Do you remember the 'Sat-Nav is wrong' sign? You can see the houses where it was taken... a pinkish building, at the mid-left, in amongst the trees.

Tuesday, 18 June 2013

The lock of love


Apparently it all started in Serbia before WWII, when couples in the town of Vrnjacka Banja started writing down their names on locks, to symbolically seal their love. The trend has spread to the bridges of Paris, that most romantic of cities... and apparently at least one couple decided the footbridge to Roberts Park in Saltaire deserved their declaration of eternal love. Lovers love them; many other people hate them for spoiling pretty or fragile bridges and the local authorities fight a losing battle to prevent the damage they do. It seems that the sheer weight of locks now on some of the Parisian bridges is a problem, never mind the aesthetics.

As for me, I'm afraid I'm too cynical. Love seems to me at best a hazardous, fragile enterprise. It needs space to grow and change. Best to come at it with a sense of lightness and freedom, rather than seeking to bind it. To love is to be vulnerable....

Monday, 17 June 2013

Wistful wisteria


There are one or two places in Saltaire where wisteria blooms for a brief but glorious spell in the spring. This is perhaps the prettiest. It is in the inner courtyard of the Stables at the bottom of Victoria Road. This was where horses used to be looked after, in the days before motorised transport. Sir Titus Salt himself used to ride over from his home near Halifax to visit his mill. It's quite a long journey on horseback so no doubt he and the horse would have been glad to arrive. I wonder if the wisteria was there then? If so, it would have quite a tale to tell.

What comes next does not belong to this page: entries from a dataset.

Issue #4985, opened 2024-04-26
[Feature Request]: Allow specifying more floating menu CSS selectors on Tearsheet component family


liunate:
### The problem

When using `<Tearsheet>`, we have floating element attached outside of the tearsheet DOM element, and `<Tearsheet>` does not allow moving focus onto the floating element.

### The solution

In the `<TearsheetShell>` internal component, selectively destructure `selectorsFloatingMenus` from `rest`, and join the existing hardcoded `selectorsFloatingMenus` property value:
```tsx
// TearsheetShell.js
const { selectorsFloatingMenus, ...restWithoutSelectorsFloatingMenus } = rest;

<ComposedModal
  { 
     ...restWithoutSelectorsFloatingMenus
  }
  selectorsFloatingMenus={[
    `.${carbonPrefix}--overflow-menu-options`,
    `.${carbonPrefix}--tooltip`,
    '.flatpickr-calendar',
    `.${bc}__container`,
     // join `selectorsFloatingMenus` here
]}
```

### Links to other materials

carbon `selectorsFloatingMenus` 
https://react.carbondesignsystem.com/?path=/docs/components-composedmodal--overview#focus-management

### Owner/main maintainer(s)

Nate(me)

### Business priority

High Priority = pressing release

### Code of Conduct

- [X] I agree to follow this project's [Code of Conduct](https://github.com/carbon-design-system/ibm-products/blob/main/.github/CODE_OF_CONDUCT.md)
- [X] I checked the [current issues](https://github.com/carbon-design-system/ibm-products/issues) for duplicate issues

liunate:
I can work on this if this is considered a possible enhancement 😉

PR #5092, opened 2024-05-07
feat(TearsheetShell): specify additional floating menu selectors

liunate:
Contributes to #4985 

Allow `<TearsheetShell>` to focus on elements matching CSS selectors specified

#### What did you change?

Pass thru and join `<TearsheetShell selectorsFloatingMenus>` value to the underlying carbon `<ComposedModal selectosFloatingMenus>`

I add the `selectorsFloatingMenus` property on the one of the story render property in `Tearsheet.stories.jsx` such like:

```jsx
      <div ref={ref}>
        <Tearsheet
          selectorsFloatingMenus={['#helloMan']}
        >
          {mainContent}
        </Tearsheet>
        <div id="helloMan" style={{position: 'fixed', left: '16rem', top: '16rem', zIndex: 9999, backgroundColor: 'green'}}>
            <h1> hello </h1>
            <input type='text' defaultValue="abc" />
          </div>
      </div>
```

Without the `#helloMan` being specified, the opened tearshet does not allow focusing on the input. When the selector is specified, the input can be focused and type inside.


liunate:

makafsal:
@liunate Code looks fine to me. But could you please add a storybook for this to demonstrate the feature?

packages/ibm-products/src/components/Tearsheet/TearsheetShell.stories.jsx
```diff
@@ -103,8 +105,8 @@ const Template = ({ influencer, open: _open, slug, ...args }, context) => {
   return (
     <div ref={ref}>
       <Button onClick={() => setOpen(true)}>
-        {beenOpen ? 'Reopen the' : 'Open the'} context.component.componentName
-      </Button>{' '}
+        {`${beenOpen ? 'Reopen' : 'Open'} the ${context.component.displayName}`}
+      </Button>
```
liunate, line 109: I think these part could be rewritten in tidier way like this.

liunate: `context.component.componentName` is no longer value, so I replaced it to show the correct component name. In this case here, the `TearsheetShell`

packages/ibm-products/src/components/Tearsheet/TearsheetShell.stories.jsx
```diff
@@ -140,3 +142,72 @@ export const NoAttributesSet = Template.bind({});
...
+          labelText={`This is a floating DOM element with classname "${className}" added outside of the tearsheet DOM element`}
+          placeholder="Focus and enter something"
+        ></TextInput>
+      </div>,
+      document.body
+    )
+  );
+}
+
+export const FocusOnFloatingMenu = ({ open: _open, ...args }, context) => {
```
liunate, line 174: Here is the recording showcasing the new property in action.

https://github.com/carbon-design-system/ibm-products/assets/38996291/6730b015-88fb-4f72-becb-12ad06391708

liunate: It works fine in story `docs` as well

liunate:
Not sure why it [failed](https://github.com/carbon-design-system/ibm-products/actions/runs/9184608468/job/25257212646?pr=5092#step:6:129) at the `ci-check:test:c4p` which succeeded in my local env. Any idea?

matthewgallo:
Looks like something is timing out. I just triggered it to run again

matthewgallo:
Hey @liunate, you just have one conflict to resolve in `TearsheetShell.stories.js`.

packages/ibm-products/src/components/Tearsheet/TearsheetShell.stories.jsx
```diff
@@ -179,6 +181,75 @@ NoAttributesSet.args = {
 };
 
 export const ReturnFocusToOpenButton = ReturnFocusTemplate.bind({});
-NoAttributesSet.args = {
+ReturnFocusToOpenButton.args = {
```
liunate, line 184: I believe this story template to specify the `.args` was wrong, so updated this to `ReturnFocusToOpenButton`.

liunate:
I just have this PR branch synced again with `main`, see if the changes now looks good for you?

elycheea (commented):
Hey Nate! Thank you for taking the time to contribute this! I noticed that we only show the docs and examples within the `TearsheetShell`, but probably should include `selectorsFloatingMenu` in the prop table for `Tearsheet` and `TearsheetNarrow`.

I believe that’s what Afsal was also referring to for including an example. I’ll bring this up in our next team huddle to verify, but I would guess that including the documentation in our Storybook docs[^1] and prop table is higher priority than the specific example for it. :)

[^1]: https://react.carbondesignsystem.com/?path=/docs/components-composedmodal--overview#focus-management

liunate:
Tks 👍 

The reason I didn't add examples to the enhanced components such as `Tearsheet` and `TearsheetNarrow` is because I feel the features that are commonly seen in both components might be better explained in their common base component story, which is the `TearsheetShell`. 

It also avoids duplicate demonstrations that might increase the user's cognitive load and distract them from the unique features of those enhanced components.

makafsal (dismissed):
Looks fine for me

elycheea (commented):
@liunate I think let’s get the `selectorsFloatingMenus` prop added to `Tearsheet.tsx` and `TearsheetNarrow.tsx` so they appear in the Storybook props table.

liunate:
@elycheea done!

elycheea (approved):
謝啦！ LGTM!

makafsal (approved):
🚀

The stables and carriage house were converted to garages before being adapted by the late Jonathan Silver for residential use.

Sunday, 16 June 2013

Recycling children


A sign of the times, perhaps?.....

Saturday, 15 June 2013

Keeping watch


Someone at the History Club asked me if I had seen the lions at Saltaire's church.... and I had to confess that I hadn't. (Isn't it amazing how you can live in a place so long and think you know it, and yet still there is something new to discover?) Anyway, I resolved that as soon as possible I would go and search out these lions - and here is one of them. Do you see him, just peeping over the parapet?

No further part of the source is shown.